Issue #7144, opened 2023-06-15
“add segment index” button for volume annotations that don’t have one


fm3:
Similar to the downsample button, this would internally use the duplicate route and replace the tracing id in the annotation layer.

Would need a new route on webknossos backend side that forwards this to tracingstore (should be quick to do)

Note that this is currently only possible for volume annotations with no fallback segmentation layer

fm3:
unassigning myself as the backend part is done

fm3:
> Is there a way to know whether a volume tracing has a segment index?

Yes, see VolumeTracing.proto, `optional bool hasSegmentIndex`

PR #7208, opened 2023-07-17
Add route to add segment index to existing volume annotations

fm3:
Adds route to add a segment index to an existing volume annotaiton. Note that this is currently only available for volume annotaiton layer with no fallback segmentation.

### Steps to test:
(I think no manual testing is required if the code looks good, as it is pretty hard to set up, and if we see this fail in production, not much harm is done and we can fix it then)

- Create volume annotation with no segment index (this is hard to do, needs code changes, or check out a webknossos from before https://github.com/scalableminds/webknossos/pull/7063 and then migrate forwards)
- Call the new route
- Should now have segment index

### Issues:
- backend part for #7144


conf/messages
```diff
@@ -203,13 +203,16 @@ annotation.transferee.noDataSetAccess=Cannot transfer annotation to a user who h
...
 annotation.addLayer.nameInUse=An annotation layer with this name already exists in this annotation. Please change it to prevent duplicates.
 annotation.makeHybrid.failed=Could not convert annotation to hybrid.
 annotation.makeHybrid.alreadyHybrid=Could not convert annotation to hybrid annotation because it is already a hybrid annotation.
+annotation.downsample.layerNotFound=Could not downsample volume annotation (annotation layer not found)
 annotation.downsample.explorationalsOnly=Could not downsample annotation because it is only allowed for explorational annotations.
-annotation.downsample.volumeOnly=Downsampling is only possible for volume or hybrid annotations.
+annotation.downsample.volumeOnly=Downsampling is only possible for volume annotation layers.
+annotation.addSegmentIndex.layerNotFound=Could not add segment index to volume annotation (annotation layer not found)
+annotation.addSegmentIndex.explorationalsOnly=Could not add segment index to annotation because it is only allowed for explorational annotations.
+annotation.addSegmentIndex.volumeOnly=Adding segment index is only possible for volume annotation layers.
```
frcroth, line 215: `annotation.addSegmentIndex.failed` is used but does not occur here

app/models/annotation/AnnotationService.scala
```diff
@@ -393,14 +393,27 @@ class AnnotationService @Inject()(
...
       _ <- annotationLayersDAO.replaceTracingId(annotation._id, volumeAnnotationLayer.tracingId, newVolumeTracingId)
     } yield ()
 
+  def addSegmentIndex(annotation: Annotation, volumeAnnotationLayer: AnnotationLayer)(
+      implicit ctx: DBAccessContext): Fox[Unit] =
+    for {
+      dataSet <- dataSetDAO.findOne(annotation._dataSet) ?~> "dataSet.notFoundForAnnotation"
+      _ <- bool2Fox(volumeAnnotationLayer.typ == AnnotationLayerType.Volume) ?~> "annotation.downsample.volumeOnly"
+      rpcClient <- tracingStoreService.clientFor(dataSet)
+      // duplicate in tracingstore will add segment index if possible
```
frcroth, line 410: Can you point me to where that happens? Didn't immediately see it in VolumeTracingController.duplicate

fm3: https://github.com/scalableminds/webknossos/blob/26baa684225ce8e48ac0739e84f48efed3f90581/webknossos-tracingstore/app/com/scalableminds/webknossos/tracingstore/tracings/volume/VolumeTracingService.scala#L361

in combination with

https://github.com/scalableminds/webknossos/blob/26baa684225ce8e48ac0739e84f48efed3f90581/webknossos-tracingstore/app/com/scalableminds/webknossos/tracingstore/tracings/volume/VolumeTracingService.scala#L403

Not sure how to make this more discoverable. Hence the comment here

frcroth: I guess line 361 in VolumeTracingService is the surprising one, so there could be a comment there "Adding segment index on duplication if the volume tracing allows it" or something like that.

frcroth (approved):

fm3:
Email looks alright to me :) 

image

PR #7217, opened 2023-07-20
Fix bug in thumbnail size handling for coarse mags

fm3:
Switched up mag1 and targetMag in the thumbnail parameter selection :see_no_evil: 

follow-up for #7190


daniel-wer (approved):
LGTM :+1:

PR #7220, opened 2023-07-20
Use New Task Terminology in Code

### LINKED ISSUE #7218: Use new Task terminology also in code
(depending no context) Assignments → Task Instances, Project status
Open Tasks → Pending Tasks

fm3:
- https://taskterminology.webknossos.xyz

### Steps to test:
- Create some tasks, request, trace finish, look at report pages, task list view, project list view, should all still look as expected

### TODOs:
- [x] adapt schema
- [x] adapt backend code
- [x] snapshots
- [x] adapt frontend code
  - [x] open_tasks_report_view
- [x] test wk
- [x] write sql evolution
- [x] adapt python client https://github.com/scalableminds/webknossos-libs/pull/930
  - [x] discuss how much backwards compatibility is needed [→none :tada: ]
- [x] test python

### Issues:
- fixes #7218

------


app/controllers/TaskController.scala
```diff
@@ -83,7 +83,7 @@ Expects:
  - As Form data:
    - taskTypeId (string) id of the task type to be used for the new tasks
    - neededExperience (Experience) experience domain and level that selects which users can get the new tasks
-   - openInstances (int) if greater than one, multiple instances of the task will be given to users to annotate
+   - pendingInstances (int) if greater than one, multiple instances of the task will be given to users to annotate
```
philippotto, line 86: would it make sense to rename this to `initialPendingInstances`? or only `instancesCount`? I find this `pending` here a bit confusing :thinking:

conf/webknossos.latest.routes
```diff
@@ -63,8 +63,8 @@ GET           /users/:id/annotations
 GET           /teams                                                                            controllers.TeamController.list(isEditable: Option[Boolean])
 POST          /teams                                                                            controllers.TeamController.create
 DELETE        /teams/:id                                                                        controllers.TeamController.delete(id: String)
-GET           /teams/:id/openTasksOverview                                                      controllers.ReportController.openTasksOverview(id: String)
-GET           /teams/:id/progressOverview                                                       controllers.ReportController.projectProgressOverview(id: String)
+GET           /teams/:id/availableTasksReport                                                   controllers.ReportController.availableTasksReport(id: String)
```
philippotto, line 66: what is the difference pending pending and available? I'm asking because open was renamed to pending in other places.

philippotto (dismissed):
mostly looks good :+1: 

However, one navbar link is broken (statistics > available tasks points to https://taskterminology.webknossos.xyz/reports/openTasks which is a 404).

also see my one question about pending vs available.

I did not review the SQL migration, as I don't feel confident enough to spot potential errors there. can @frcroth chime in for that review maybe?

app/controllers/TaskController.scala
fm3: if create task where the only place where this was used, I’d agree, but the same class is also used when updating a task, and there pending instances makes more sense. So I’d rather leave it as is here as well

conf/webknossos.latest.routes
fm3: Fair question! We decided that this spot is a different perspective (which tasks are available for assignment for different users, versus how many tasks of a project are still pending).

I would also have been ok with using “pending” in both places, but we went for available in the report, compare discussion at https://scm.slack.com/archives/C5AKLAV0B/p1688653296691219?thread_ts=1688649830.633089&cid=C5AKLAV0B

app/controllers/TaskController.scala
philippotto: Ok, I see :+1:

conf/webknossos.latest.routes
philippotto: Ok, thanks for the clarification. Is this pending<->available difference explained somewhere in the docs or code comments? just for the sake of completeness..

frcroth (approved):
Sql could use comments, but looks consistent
──────────────────────────────
Required work
All of the entries must be written out exactly as they stand.

Expected answer
Issue #7144, opened 2023-06-15
“add segment index” button for volume annotations that don’t have one


fm3:
Similar to the downsample button, this would internally use the duplicate route and replace the tracing id in the annotation layer.

Would need a new route on webknossos backend side that forwards this to tracingstore (should be quick to do)

Note that this is currently only possible for volume annotations with no fallback segmentation layer

fm3:
unassigning myself as the backend part is done

fm3:
> Is there a way to know whether a volume tracing has a segment index?

Yes, see VolumeTracing.proto, `optional bool hasSegmentIndex`

PR #7208, opened 2023-07-17
Add route to add segment index to existing volume annotations

fm3:
Adds route to add a segment index to an existing volume annotaiton. Note that this is currently only available for volume annotaiton layer with no fallback segmentation.

### Steps to test:
(I think no manual testing is required if the code looks good, as it is pretty hard to set up, and if we see this fail in production, not much harm is done and we can fix it then)

- Create volume annotation with no segment index (this is hard to do, needs code changes, or check out a webknossos from before https://github.com/scalableminds/webknossos/pull/7063 and then migrate forwards)
- Call the new route
- Should now have segment index

### Issues:
- backend part for #7144


conf/messages
```diff
@@ -203,13 +203,16 @@ annotation.transferee.noDataSetAccess=Cannot transfer annotation to a user who h
...
 annotation.addLayer.nameInUse=An annotation layer with this name already exists in this annotation. Please change it to prevent duplicates.
 annotation.makeHybrid.failed=Could not convert annotation to hybrid.
 annotation.makeHybrid.alreadyHybrid=Could not convert annotation to hybrid annotation because it is already a hybrid annotation.
+annotation.downsample.layerNotFound=Could not downsample volume annotation (annotation layer not found)
 annotation.downsample.explorationalsOnly=Could not downsample annotation because it is only allowed for explorational annotations.
-annotation.downsample.volumeOnly=Downsampling is only possible for volume or hybrid annotations.
+annotation.downsample.volumeOnly=Downsampling is only possible for volume annotation layers.
+annotation.addSegmentIndex.layerNotFound=Could not add segment index to volume annotation (annotation layer not found)
+annotation.addSegmentIndex.explorationalsOnly=Could not add segment index to annotation because it is only allowed for explorational annotations.
+annotation.addSegmentIndex.volumeOnly=Adding segment index is only possible for volume annotation layers.
```
frcroth, line 215: `annotation.addSegmentIndex.failed` is used but does not occur here

app/models/annotation/AnnotationService.scala
```diff
@@ -393,14 +393,27 @@ class AnnotationService @Inject()(
...
       _ <- annotationLayersDAO.replaceTracingId(annotation._id, volumeAnnotationLayer.tracingId, newVolumeTracingId)
     } yield ()
 
+  def addSegmentIndex(annotation: Annotation, volumeAnnotationLayer: AnnotationLayer)(
+      implicit ctx: DBAccessContext): Fox[Unit] =
+    for {
+      dataSet <- dataSetDAO.findOne(annotation._dataSet) ?~> "dataSet.notFoundForAnnotation"
+      _ <- bool2Fox(volumeAnnotationLayer.typ == AnnotationLayerType.Volume) ?~> "annotation.downsample.volumeOnly"
+      rpcClient <- tracingStoreService.clientFor(dataSet)
+      // duplicate in tracingstore will add segment index if possible
```
frcroth, line 410: Can you point me to where that happens? Didn't immediately see it in VolumeTracingController.duplicate

fm3: https://github.com/scalableminds/webknossos/blob/26baa684225ce8e48ac0739e84f48efed3f90581/webknossos-tracingstore/app/com/scalableminds/webknossos/tracingstore/tracings/volume/VolumeTracingService.scala#L361

in combination with

https://github.com/scalableminds/webknossos/blob/26baa684225ce8e48ac0739e84f48efed3f90581/webknossos-tracingstore/app/com/scalableminds/webknossos/tracingstore/tracings/volume/VolumeTracingService.scala#L403

Not sure how to make this more discoverable. Hence the comment here

frcroth: I guess line 361 in VolumeTracingService is the surprising one, so there could be a comment there "Adding segment index on duplication if the volume tracing allows it" or something like that.

frcroth (approved):

fm3:
Email looks alright to me :) 

image

PR #7217, opened 2023-07-20
Fix bug in thumbnail size handling for coarse mags

fm3:
Switched up mag1 and targetMag in the thumbnail parameter selection :see_no_evil: 

follow-up for #7190


daniel-wer (approved):
LGTM :+1:

PR #7220, opened 2023-07-20
Use New Task Terminology in Code

### LINKED ISSUE #7218: Use new Task terminology also in code
(depending no context) Assignments → Task Instances, Project status
Open Tasks → Pending Tasks

fm3:
- https://taskterminology.webknossos.xyz

### Steps to test:
- Create some tasks, request, trace finish, look at report pages, task list view, project list view, should all still look as expected

### TODOs:
- [x] adapt schema
- [x] adapt backend code
- [x] snapshots
- [x] adapt frontend code
  - [x] open_tasks_report_view
- [x] test wk
- [x] write sql evolution
- [x] adapt python client https://github.com/scalableminds/webknossos-libs/pull/930
  - [x] discuss how much backwards compatibility is needed [→none :tada: ]
- [x] test python

### Issues:
- fixes #7218

------


app/controllers/TaskController.scala
```diff
@@ -83,7 +83,7 @@ Expects:
  - As Form data:
    - taskTypeId (string) id of the task type to be used for the new tasks
    - neededExperience (Experience) experience domain and level that selects which users can get the new tasks
-   - openInstances (int) if greater than one, multiple instances of the task will be given to users to annotate
+   - pendingInstances (int) if greater than one, multiple instances of the task will be given to users to annotate
```
philippotto, line 86: would it make sense to rename this to `initialPendingInstances`? or only `instancesCount`? I find this `pending` here a bit confusing :thinking:

conf/webknossos.latest.routes
```diff
@@ -63,8 +63,8 @@ GET           /users/:id/annotations
 GET           /teams                                                                            controllers.TeamController.list(isEditable: Option[Boolean])
 POST          /teams                                                                            controllers.TeamController.create
 DELETE        /teams/:id                                                                        controllers.TeamController.delete(id: String)
-GET           /teams/:id/openTasksOverview                                                      controllers.ReportController.openTasksOverview(id: String)
-GET           /teams/:id/progressOverview                                                       controllers.ReportController.projectProgressOverview(id: String)
+GET           /teams/:id/availableTasksReport                                                   controllers.ReportController.availableTasksReport(id: String)
```
philippotto, line 66: what is the difference pending pending and available? I'm asking because open was renamed to pending in other places.

philippotto (dismissed):
mostly looks good :+1: 

However, one navbar link is broken (statistics > available tasks points to https://taskterminology.webknossos.xyz/reports/openTasks which is a 404).

also see my one question about pending vs available.

I did not review the SQL migration, as I don't feel confident enough to spot potential errors there. can @frcroth chime in for that review maybe?

app/controllers/TaskController.scala
fm3: if create task where the only place where this was used, I’d agree, but the same class is also used when updating a task, and there pending instances makes more sense. So I’d rather leave it as is here as well

conf/webknossos.latest.routes
fm3: Fair question! We decided that this spot is a different perspective (which tasks are available for assignment for different users, versus how many tasks of a project are still pending).

I would also have been ok with using “pending” in both places, but we went for available in the report, compare discussion at https://scm.slack.com/archives/C5AKLAV0B/p1688653296691219?thread_ts=1688649830.633089&cid=C5AKLAV0B

app/controllers/TaskController.scala
philippotto: Ok, I see :+1:

conf/webknossos.latest.routes
philippotto: Ok, thanks for the clarification. Is this pending<->available difference explained somewhere in the docs or code comments? just for the sake of completeness..

frcroth (approved):
Sql could use comments, but looks consistent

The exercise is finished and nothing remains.